Для Вольнея это не было бы проблемой: он не замечал противоречия интересов, а следовательно, и противоречия между собственным интересом и долгом. Наш долг — помогать другим, но таков же и наш интерес, ведь тот, кто не помогает другим, не может рассчитывать на помощь, а тот, кто посягает на чужое имущество, не может рассчитывать на уважение других к его собственному имуществу. Это равновесие охраняется санкциями, которые можно было бы назвать «естественными» по аналогии с естественными наказаниями у Руссо. Холод в комнате, как помним, был естественным наказанием для Эмиля, разбившего оконное стекло. Для Гельвеция гармония интересов не гарантировалась так «естественно» и так автоматически, но требовала искусного законодателя, который при помощи системы наказаний и поощрений добился бы, чтобы добродетель окупала себя, а проступок оказывался бы всегда просчетом.

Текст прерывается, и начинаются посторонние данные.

Issue #1130, opened 2021-08-10
Toolbar — keyboard accessibility


SimonFinney:
- https://pages.github.ibm.com/cdai-design/pal/patterns/toolbars/#accessibility
- https://www.npmjs.com/package/react-roving-tabindex

PR #1514, opened 2022-01-04
feat(toolbar): add keyboard accessibility

SimonFinney:
Contributes to #1130

Add [keyboard accessibility](https://pages.github.ibm.com/cdai-design/pal/patterns/toolbars/#keyboard) to `Toolbar`.


packages/cloud-cognitive/src/components/Toolbar/Toolbar.js
```diff
@@ -17,14 +26,74 @@ const blockClass = `${prefix}--toolbar`;
 const ToolbarContext = createContext();
 
 /** Toolbars are a collection of action items that organize a program’s interaction patterns into a series of closely related commands. */
-let Toolbar = forwardRef(({ children, className, vertical, ...rest }, ref) => {
+let Toolbar = forwardRef(({ children, className, vertical, ...rest }, r) => {
+  const _ref = useRef();
+  const ref = r || _ref;
```
davidmenendez, line 31: i'd change this to `const ref = r || useRef()` in order to avoid instantiating `_ref` unnecessarily.

davidmenendez (approved):

packages/cloud-cognitive/src/components/Toolbar/Toolbar.js
SimonFinney: > i'd change this to `const ref = r || useRef()` in order to avoid instantiating `_ref` unnecessarily.

Good eye and I usually agree — this was throwing [conditional Hook lint errors for `react-hooks/rules-of-hooks`](https://reactjs.org/docs/hooks-rules.html#only-call-hooks-at-the-top-level), which is frowned upon according to the documentation.

I think the impact of ignoring the rule is minimal as it affects a ref versus side-effects or state, but I thought it safer to walk the line. What are your thoughts?

davidmenendez: oh well if it's a linter issue then that's fine with me. i don't really care to fight with the linter at this time haha

dcwarwick: Yes, it's a React limitation -- we *have* to instantiate `_ref` whether we need it or not in order that React can guarantee the reactive stability. It's not an expensive instantiation and happens in several other similar places.

dcwarwick (approved):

Впоследствии эта утопия «совершенного законодательства», которую Плеханов считал характерной для XVIII века буржуазной утопией, поразила Бентама. В то время как у Гельвеция царит искусственное согласие интересов, у Вольнея оно скорее естественное. Такое различие было связано с тем, что Вольней больше, чем Гельвеций, привык мыслить в биологических категориях. Хотя Гельвеций и в законодательстве, и в морали хотел в качестве исходной точки взять некие первичные и всеобщие человеческие склонности (например, стремление избегать страданий и искать наслаждения), однако признание таких неизменных факторов не мешало ему с исключительной силой и настойчивостью утверждать, что склад человеческого ума полностью зависит от обстоятельств, в которых он формируется: от формы правления, от законодательства и от приобретенных в этих обстоятельствах привычек.
Мы уже упомянули, что в этике Вольнея, как и в этике большинства его современников, природа человека, вопреки религиозной этике, принимается такой, какова она есть. «Подавленные страсти, — говорит Дидро, — низводят выдающихся людей с их высоты. Принуждение уничтожает величие и энергию природы»[511]. В то время как христианская этика провозглашала необходимость обуздания грешной природы человека, просветительская этика вовсе не требует от человека преодолевать собственную природу. Принуждать себя к чему-либо — «совершенно не во вкусе времени», как писал один из современников Вольнея. «Некоторые авторы, — замечает не без иронии Вовенарг, — смотрят на нравственность так же, как на современную архитектуру, в которой ищут прежде всего удобства»[512]. И в самом деле, этика Вольнея не знает самоотречения и героизма, связанных с конфликтами: ведь конфликтов у него нет. Счастье, которое он обещает, — спокойное счастье, жизнь в безопасности и блаженном достатке (douce aisance). Этот блаженный достаток для него чрезвычайно важен; восхваляя определенное поведение, он не забывает подчеркнуть, какие финансовые выгоды оно обеспечивает; а жизнь в бедности — обычная у него угроза, когда ему надо кого-либо от чего-либо отговорить.